PR #177, opened 2020-10-22
feat(init): deprecating init command

danielsuguimoto:
Relates to #11 

This pull request brings back the init command, but deprecated and working as a proxy to the preset command, in case we need to release a new tag before `2.0.0`

### DIFF
--- a/cmd/init.go
+++ b/cmd/init.go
====================
Assigned task:
Output the whole listing exactly as given.

Finished task:
PR #177, opened 2020-10-22
feat(init): deprecating init command

danielsuguimoto:
Relates to #11 

This pull request brings back the init command, but deprecated and working as a proxy to the preset command, in case we need to release a new tag before `2.0.0`

### DIFF
--- a/cmd/init.go
+++ b/cmd/init.go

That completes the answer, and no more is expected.